PR #1505, opened 2020-02-24
dwarfvet log only if enabled (fix #1504)

### LINKED ISSUE #1504: dwarfvet too verbose?
A plugin seems to be too verbose, I see this line a lot in the dfhack console:

```
Clearing all animal hospitals
```

I guess this line can be removed:
https://github.com/DFHack/dfhack/blob/546178bc56e6d70ae8a03d0801b1c0ab60ba39fe/plugins/dwarfvet.cpp#L417

pierredavidbelanger:
naive fix, just to get rid of the log :)


lethosor:
Thanks!

PR #1511, opened 2020-03-03
Updated embark-assistant. Lt aquifer, trees, neighbors

PatrikLundell:


plugins/embark-assistant/survey.cpp
```diff
@@ -2068,7 +2147,7 @@ void embark_assist::survey::survey_embark(embark_assist::defs::mid_level_tiles *
     bool incursion_processing_failed = false;
     df::world_data *world_data = world->world_data;
 
-    if (!use_cache) {  //  For some reason DF scrambles these values on world tile movements (at least in Lua...).
+    if (!use_cache) {  //  DF scrambles these values on world tile movements, while embark-tools stabilizes the movement, but its changes to the value are done after we've read them.
```
lethosor: You could probably run this code after embark-tools - if you're calling DF's render() or feed() after this code, calling it before might work. On the other hand, people can enable/disable embark-tools whenever they want, so handling this here is good.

> **Task to carry out**
From the listing above, return every line that contains the word "after".

> **Reply to the task**
+    if (!use_cache) {  //  DF scrambles these values on world tile movements, while embark-tools stabilizes the movement, but its changes to the value are done after we've read them.
lethosor: You could probably run this code after embark-tools - if you're calling DF's render() or feed() after this code, calling it before might work. On the other hand, people can enable/disable embark-tools whenever they want, so handling this here is good.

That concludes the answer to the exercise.